Click "Exit" and "Exit" again to exit AboutBuster.

Run CleanUp!
-Make sure it is on Standard Mode
-Click the "CleanUp!" button

Run Ad-Aware
Reconfigure Ad-Aware for Full Scan as per the following instructions:
In the Ad-Aware main window, click on the gear icon at the top of the screen to open the preferences window. In the "General" window, make sure the following options are selected:
1) Automatically save log-file
2) Automatically quarantine objects prior to removal
3) Safe Mode (always request confirmation)

Click the "Scanning" button on the left-hand side and make sure the following options are selected:
1) Scan within archives
2) Scan active processes
3) Scan registry
4) Deep scan registry
4) Scan my IE Favorites for banned URLs
5) Scan my Hosts file

Please also click on "Select drives & folders to scan" and select your hard drive(s). Then click the "Advanced" button on the left-hand side and make sure all the options under "Log-file Detail Level" are selected. Next, click the "Tweak" button on the left-hand side. Click on "Scanning Engine" and make sure the following options are selected:
1) Unload recognized processes & modules during scanning
2) Obtain command line of scanned processes
3) Scan registry for all users instead of current user only

Click on "Cleaning Engine" and make sure the following options are selected:
1) Always try to unload modules before deletion
2) During removal, unload Explorer and IE if necessary
3) Let Windows remove files in use at next reboot
4) Delete quarantined objects after restoring

Finally, click on "Safety Settings" and make sure the following options are selected:
1) Automatically select problematic objects in results lists
2) Write-protect system files after repair (Hosts file, etc)

Click on "Proceed" to save the preferences. Then please click the "Start" button on the bottom left side to begin a scan. Select "Use custom scanning options" and then click "Next". Ad-Aware will then scan for malware. When it is finished, make sure any objects listed in RED are selected and click "Next" to remove the objects.

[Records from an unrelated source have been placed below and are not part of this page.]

PR #669, opened 2024-10-25
ui-speedspacechart: use specific d3 sub-packages

emersion:
_See individual commits._

Instead of importing all of d3, only import the two sub-packages
that we actually need: d3-selection and d3-zoom.

This removes 28 unused d3 sub-packages and all of their dependencies.

### DIFF
--- a/package-lock.json
+++ b/package-lock.json
@@ -4675,6 +4675,12 @@
         "@types/node": "*"
       }
     },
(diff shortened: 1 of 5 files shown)


SharglutDev (approved):
Lgtm and tested. Thank you for that :)

anisometropie (approved):
:pray:

PR #683, opened 2024-11-04
ui-core: remove hardcoded label size in checkbox and compensate with small right padding

### LINKED ISSUE #9463: I can tick all the trains from the list even from far away
### What happened?

With my cursor here i can tick the checkbox :
Image

I should only be able to tick the checkbox when the cursor is on it

.

Recette (SNCF)

Google Chrome

dffb4b0

Synar:
Close https://github.com/OpenRailAssociation/osrd/issues/9463

### DIFF
--- a/ui-core/src/styles/inputs/checkbox.css
+++ b/ui-core/src/styles/inputs/checkbox.css
@@ -13,11 +13,12 @@
   font-weight: 400;
   letter-spacing: 0;
   text-align: left;
+  width: fit-content;
 
   .label {
     line-height: 1.5rem;
     padding-top: 0.188rem;
-    width: 12.813rem;
+    padding-right: 0.35rem;
     @apply text-grey-80;
   }
 


ui-core/src/styles/inputs/checkbox.css
```diff
@@ -17,7 +17,7 @@
   .label {
     line-height: 1.5rem;
     padding-top: 0.188rem;
-    width: 12.813rem;
+    padding-right: 0.3rem;
```
SharglutDev: You can merge the two padding together

```suggestion
    padding-inline: 0.188rem 0.3rem;
```

ui-core/src/styles/inputs/checkbox.css
SharglutDev, line 1: This change doesn't seem to be enough. The width of the whole component seems to be taking the one from its parent.

Looks like adding a `width: fit-content;` to the `custom-checkbox` class does the job.

SharglutDev (changes requested):
Thank you for the fix, the bug isn't solved yet

ui-core/src/styles/inputs/checkbox.css
Synar: We are setting the padding top and right, not left and right

SharglutDev: Oh boy, my eyes aren't fixed yet, sorry about that

ui-core/src/styles/inputs/checkbox.css
Synar: Did the bug persist in the scenario page, or are you just talking about the storybook?

I assumed letting the parent control the width and display mode of its checkbox child (whether expanding like in the storybook which is in display block, or not expanding like in the scenario which is in display flex with no grow) was fine.

I don't mind changing this per se though, but this might impact other components like the settings in the spacetimechart, where I assume we want the checkbox to take all the space, although the component could override it

SharglutDev: Hmm maybe we should ask a PO for that. 

In scenario, the actual state of this PR solves the issue but as you said, it doesn't do that for the space time chart settings (see video below) and I think we want that as well.

https://github.com/user-attachments/assets/ec783239-6c8c-4b66-9003-1a16d1be30e9

maelysLeratRosso: I agree, in my opinion one should click inside the box to check it

axrolld: Same

SharglutDev: Only the box ? Not the label ?

Synar: Thibaut settled the issue, we should be able to click the label with a little padding and no more.

SharglutDev: @thibautsailly confirmed we want to be able to click on the label as well to check

SharglutDev (approved):
Lgtm and tested

PR #695, opened 2024-11-07
Fix clear input on blur when no match

achrafmohye:


emersion:
Sounds like a good idea to me.

RomainValls (approved):
LGTM, tested in osrd ✅

ui-core/src/components/inputs/ComboBox/ComboBox.tsx
```diff
@@ -198,8 +198,7 @@ const ComboBox = <T,>({
     } else if (!isInputInSuggestions && selectedOption) {
       setInputValue(getSuggestionLabel(selectedOption));
     } else if (!isInputInSuggestions) {
-      setInputValue('');
-      setSelectedOption(null);
+      clearInput();
```
emersion, line 201: `clearInput()` will `focusInput()` at the end. This is confusing for users: they've navigated away from the input (either by clicking outside, or with `Tab`, or something else), but then focus is set back to the input.

emersion:
The commit name has the "front: " prefix, but it should be "ui-core: ". Also it would be nice to mention that this is about the ComboBox component.

emersion:
Superseded by https://github.com/OpenRailAssociation/osrd-ui/pull/779

PR #696, opened 2024-11-08
speedspacechart: fix blinking in speed limit tags by importing images only once

### LINKED ISSUE #427: Speed space chart is blinking

Synar:
Fix #427

Last PR #633 approached the issue by reducing how often the layer was redrawn. As a result, blinking was a lot less frequent, but each redrawing still caused blinking.

Instead here we reduce the time it takes to draw the canvas, by removing the (async) image fetching from the drawing logic, and fetching them only once.

### DIFF
--- a/ui-speedspacechart/src/components/helpers/drawElements/speedLimitTags.ts
+++ b/ui-speedspacechart/src/components/helpers/drawElements/speedLimitTags.ts
@@ -13,22 +13,13 @@ import {
 } from '../../const';
 import {
   clearCanvas,
-  createSvgBlobUrl,
   drawLinearLayerBackground,
   drawRoundedRect,
   drawSeparatorLinearLayer,
   drawSvgImageWithColor,
-  loadSvgImage,
   maxPositionValue,
   positionOnGraphScale,
 } from '../../utils';
-
-const questionSvg =
-  '<svg xmlns="http://www.w3.org/2000/svg" width="16" height="16" viewBox="0 0 16 16"><path d="M0 8a8 8 0 1 1 16 0A8 8 0 0 1 0 8m8-6.5a6.5 6.5 0 1 0 0 13 6.5 6.5 0 0 0 0-13M6.92 6.085h.001a.75.75 0 1 1-1.342-.67c.169-.339.436-.701.849-.977C6.845 4.16 7.369 4 8 4a2.76 2.76 0 0 1 1.637.525c.503.377.863.965.863 1.725 0 .448-.115.83-.329 1.15-.205.307-.47.513-.692.662-.109.072-.22.138-.313.195l-.006.004a6 6 0 0 0-.26.16 1 1 0 0 0-.276.245.75.75 0 0 1-1.248-.832c.184-.264.42-.489.692-.661q.154-.1.313-.195l.007-.004c.1-.061.182-.11.258-.161a1 1 0 0 0 .277-.245C8.96 6.514 9 6.427 9 6.25a.61.61 0 0 0-.262-.525A1.27 1.27 0 0 0 8 5.5c-.369 0-.595.09-.74.187-.146.1-.263.238-.34.398M9 11a1 1 0 1 1-2 0 1 1 0 0 1 2 0"/></svg>';
-const alertFillSvg =
-  '<svg xmlns="http://www.w3.org/2000/svg" width = "16" height = "16" viewBox = "0 0 16 16" > <path d="M6.457 1.047c.659-1.234 2.427-1.234 3.086 0l6.082 11.378A1.75 1.75 0 0 1 14.082 15H1.918a1.75 1.75 0 0 1-1.543-2.575zM8 5a.75.75 0 0 0-.75.75v2.5a.75.75 0 0 0 1.5 0v-2.5A.75.75 0 0 0 8 5m1 6a1 1 0 1 0-2 0 1 1 0 0 0 2 0" /> </svg>';
-const questionBlobUrl = createSvgBlobUrl(questionSvg);
-const alertFillBlobUrl = createSvgBlobUrl(alertFillSvg);
 
 const RECT_HEIGHT = 17;
 const Y_POSITION = 12;
@@ -43,11 +34,12 @@ const TEXT_PADDING_TOP = 1;
 const ICON_BACKGROUND_WIDTH = 24;
 const ICON_BACKGROUND_HEIGHT = 24;
 
-export const drawSpeedLimitTags = async ({
+export const drawSpeedLimitTags = ({
   ctx,
   width,
   height: marginTop,
   store,
+  images,
 }: SpeedLimitTagsLayerDrawFunctionParams) => {
   const {
     speedLimitTags,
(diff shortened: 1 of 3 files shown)


ui-speedspacechart/src/components/helpers/drawElements/speedLimitTags.ts
```diff
@@ -43,11 +43,17 @@ const TEXT_PADDING_TOP = 1;
 const ICON_BACKGROUND_WIDTH = 24;
 const ICON_BACKGROUND_HEIGHT = 24;
 
-export const drawSpeedLimitTags = async ({
+export const loadSpeedLimitTagsImages = async () => ({
+  questionImage: await loadSvgImage(questionBlobUrl),
+  alertFillImage: await loadSvgImage(alertFillBlobUrl),
+});
```
emersion: Hm, I think loading these as a global variable will cause the images to get loaded at startup for any JS webapp which uses the speed limit tags somewhere in their code. For instance, the STDCM OSRD app would load them at startup even though these images are never used there.

Instead we can do something like this perhaps?

https://github.com/OpenRailAssociation/osrd-ui/blob/b1b380e749f5aeb72dd33e081d34a8d978fd3f26/ui-spacetimechart/src/components/WorkScheduleLayer.tsx#L18

Synar: The code you pointed to is only the export of the helper function, not the actual image loading, which is done by the component in a useeffect with a usestate.

The resulting structure is not too different from the code snippet you shared (we have the image instead of the imageurl as a dependency here, hence we need to have an additional check that the image hasn't been loaded yet, but that's the only difference I think).

Am I missing something?

Synar: Though moving the last remnants of the fetching logic from speedlimitags to speedlimittagslayer would probably make the code cleaner and easier to follow

emersion: Ehh, I missed the `() =>` and thought the `await` was executed when loading the JS file, but this is just a function. Sorry about that!

ui-speedspacechart/src/components/layers/SpeedLimitTagsLayer.tsx
```diff
@@ -1,21 +1,39 @@
...
 const SpeedLimitTagsLayer = ({ width, marginTop, store }: SpeedLimitTagsLayerProps) => {
   const canvas = useRef<HTMLCanvasElement>(null);
   const tooltip = useRef<tooltipInfos | null>();
+  const [images, setImages] = useState<ImagesType>({ questionImage: null, alertFillImage: null });
+
+  useEffect(() => {
+    if (images.questionImage !== null && images.alertFillImage !== null) return;
+    const fetchImages = async () => {
+      const { questionImage, alertFillImage } = await loadSpeedLimitTagsImages();
+      setImages({ questionImage, alertFillImage });
```
emersion: Nit: no need to destructure here, we can store the whole object in a variable (`const images = await …`)

ui-speedspacechart/src/components/layers/SpeedLimitTagsLayer.tsx
```diff
@@ -1,21 +1,39 @@
...
+    };
+    fetchImages();
+  }, [images]);
```
emersion: Hm, this is a bit surprising: this `useEffect()` depends on `images` and also calls `setImages()`. Am I missing something here?

ui-speedspacechart/src/components/layers/SpeedLimitTagsLayer.tsx
```diff
@@ -1,21 +1,39 @@
...
+  computeTooltip,
+  loadSpeedLimitTagsImages,
+} from '../helpers/drawElements/speedLimitTags';
 
 type SpeedLimitTagsLayerProps = {
   width: number;
   marginTop: number;
   store: Store;
 };
+type ImagesType = {
```
emersion: Nit: in general I try to avoid putting "Type" in a type definition because it should already be clear from the naming that it's a type. Suggestion: `LoadedImages`?

ui-speedspacechart/src/components/layers/SpeedLimitTagsLayer.tsx
Synar: The linter wanted me to add images to the dependency, I am not sure why, hence why I also explicitly added a check to skip if the images were already loaded.

The whole thing should disappear in the refactor though, it will then have imageurls as a dep, which will make more sense ^^

ui-speedspacechart/src/components/layers/SpeedLimitTagsLayer.tsx
Synar: Done thanks!

ui-speedspacechart/src/components/layers/SpeedLimitTagsLayer.tsx
Synar: Went further and put even the urls in the useeffect, with an empty dependence array, which should make the code flow as clear as possible

ui-speedspacechart/src/components/layers/SpeedLimitTagsLayer.tsx
```diff
@@ -1,21 +1,42 @@
...
 
 const SpeedLimitTagsLayer = ({ width, marginTop, store }: SpeedLimitTagsLayerProps) => {
   const canvas = useRef<HTMLCanvasElement>(null);
   const tooltip = useRef<tooltipInfos | null>();
+  const [images, setImages] = useState<LoadedImages>({ questionImage: null, alertFillImage: null });
+
+  useEffect(() => {
+    const fetchImages = async () => {
+      const questionSvg =
+        '<svg xmlns="http://www.w3.org/2000/svg" width="16" height="16" viewBox="0 0 16 16"><path d="M0 8a8 8 0 1 1 16 0A8 8 0 0 1 0 8m8-6.5a6.5 6.5 0 1 0 0 13 6.5 6.5 0 0 0 0-13M6.92 6.085h.001a.75.75 0 1 1-1.342-.67c.169-.339.436-.701.849-.977C6.845 4.16 7.369 4 8 4a2.76 2.76 0 0 1 1.637.525c.503.377.863.965.863 1.725 0 .448-.115.83-.329 1.15-.205.307-.47.513-.692.662-.109.072-.22.138-.313.195l-.006.004a6 6 0 0 0-.26.16 1 1 0 0 0-.276.245.75.75 0 0 1-1.248-.832c.184-.264.42-.489.692-.661q.154-.1.313-.195l.007-.004c.1-.061.182-.11.258-.161a1 1 0 0 0 .277-.245C8.96 6.514 9 6.427 9 6.25a.61.61 0 0 0-.262-.525A1.27 1.27 0 0 0 8 5.5c-.369 0-.595.09-.74.187-.146.1-.263.238-.34.398M9 11a1 1 0 1 1-2 0 1 1 0 0 1 2 0"/></svg>';
```
emersion, line 29: Orthogonal to this PR: I've been meaning to stop putting SVG data into strings and instead embed them with e.g. `@rollup/plugin-image`.

emersion (approved):
Nice!

ui-speedspacechart/src/components/layers/SpeedLimitTagsLayer.tsx
Synar: I don't quite understand the implications of different image loading methods, but feel free to commit something if you think an improvement can be made in this area

PR #716, opened 2024-11-21
front: fix keyboard arrow scroll in combobox

### LINKED ISSUE #9721: stdcm - Using keyboard arrows don't scroll in selector
### What happened?

We I use the keyboard arrows to go down/up the propositions in an input field (traction engine, towed rolling stock, waypoint...), it does not scroll down/up in the list to show the highlighted line in the list.

I would expect to always see the highlighted line

As above

Dev (SNCF)

Google Chrome

1bd519d

theocrsb:
closes https://github.com/OpenRailAssociation/osrd/issues/9721


SharglutDev (approved):
Lgtm and tested, good job !

Akctarus (approved):
Tested, LGTM

PR #381, opened 2025-07-10
CMT-210 delete old auth related code

renaudjester:
----
📚 Documentation preview 📚: https://copernicusmarine--381.org.readthedocs.build/en/381/


doc/changelog/changelog.rst
uriii3, line 1: why don't we have here the v213? should we add it here? (I just saw your comments too about it!)

doc/changelog/v221.rst
```diff
@@ -0,0 +1,12 @@
...
+
+Patch release with bug fixes and improvements.
+
+Login
+------
+
+Fixes
+^^^^^
+
+* Deleted the code from the old authentication system. It fixes some issues where the error returned by the Toolbox was not the proper ones.
```
uriii3, line 12:
```suggestion
* Deleted the code from the old authentication system. It fixes some issues where the error returned by the Toolbox was not the proper one.
```
To make sense semantically, no?

tests/test_login.py
```diff
@@ -474,3 +447,18 @@ def test_get_data_with_motuclient_file(self, tmp_path):
...
+        responses.add(
+            responses.POST,
+            COPERNICUS_MARINE_AUTH_SYSTEM_TOKEN_ENDPOINT,
+            json=None,
+            status=503,
+        )
+
+        try:
+            login(username="toto", password="lololo")
+            assert True, "should raise before"
```
uriii3, line 462: don't we do an `assert False` for this sort of catching the raising error?

doc/changelog/changelog.rst
renaudjester: Let's do another PR for this not to mix everything up

PR #386, opened 2025-07-15
[chore] [CMT-278] Describe function more resilient

uriii3:
Trying to make the describe function more resilient, so that if a part of a dataset is not compliant or has any problem, it does not break the whole parsing of the describe.

----
📚 Documentation preview 📚: https://copernicusmarine--386.org.readthedocs.build/en/386/


copernicusmarine/catalogue_parser/models.py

While still in Safe Mode, Run HiJackThis, place a check next to the following items, if found, and click FIX CHECKED:

R1 - HKCU\Software\Microsoft\Internet Explorer\Main,Search Bar = res://C:\DOCUME~1\Vaaaron\CONFIG~1\Temp\se.dll/spage.html
R1 - HKCU\Software\Microsoft\Internet Explorer\Main,Search Page = about:blank
R0 - HKCU\Software\Microsoft\Internet Explorer\Main,Start Page = http://www.google.co/
R1 - HKLM\Software\Microsoft\Internet Explorer\Main,Search Bar = res://C:\DOCUME~1\Vaaaron\CONFIG~1\Temp\se.dll/spage.html
R1 - HKLM\Software\Microsoft\Internet Explorer\Main,Search Page = about:blank
R1 - HKCU\Software\Microsoft\Internet Explorer\Search,SearchAssistant = about:blank
R0 - HKLM\Software\Microsoft\Internet Explorer\Search,SearchAssistant = about:blank
R1 - HKCU\Software\Microsoft\Internet Explorer\Main,HomeOldSP = about:blank
R1 - HKLM\Software\Microsoft\Internet Explorer\Main,HomeOldSP = about:blank

O2 - BHO: (no name) - {8271D6E7-F187-4401-AB6E-945044347EC7} - C:\WINDOWS\System32\epcg.dll (file missing)

O4 - HKLM\..\Run: [sp] rundll32 C:\DOCUME~1\Vaaaron\CONFIG~1\Temp\se.dll,DllInstall
O4 - HKLM\..\Run: [Security iGuard] C:\Archivos de programa\Security iGuard\Security iGuard.exe
O4 - HKCU\..\Run: [WindowsFY] c:\wp.exe

O9 - Extra button: Microsoft AntiSpyware helper - {61E6738F-62F1-4679-B91E-2FC238D2D485} - (no file) (HKCU)
O9 - Extra 'Tools' menuitem: Microsoft AntiSpyware helper - {61E6738F-62F1-4679-B91E-2FC238D2D485} - (no file) (HKCU)

O18 - Filter: text/html - {9A0BD67D-1B24-4366-BEE9-84C3C22B5F33} - C:\WINDOWS\System32\epcg.dll
O18 - Filter: text/plain - {9A0BD67D-1B24-4366-BEE9-84C3C22B5F33} - C:\WINDOWS\System32\epcg.dll

Using Windows Explorer, delete these files if found:

C:\WINDOWS\System32\epcg.dll
C:\Documents and Settings\Vaaaron\CONFIG~1\Temp\se.dll

Reboot into normal mode and post a new HiJackThis log.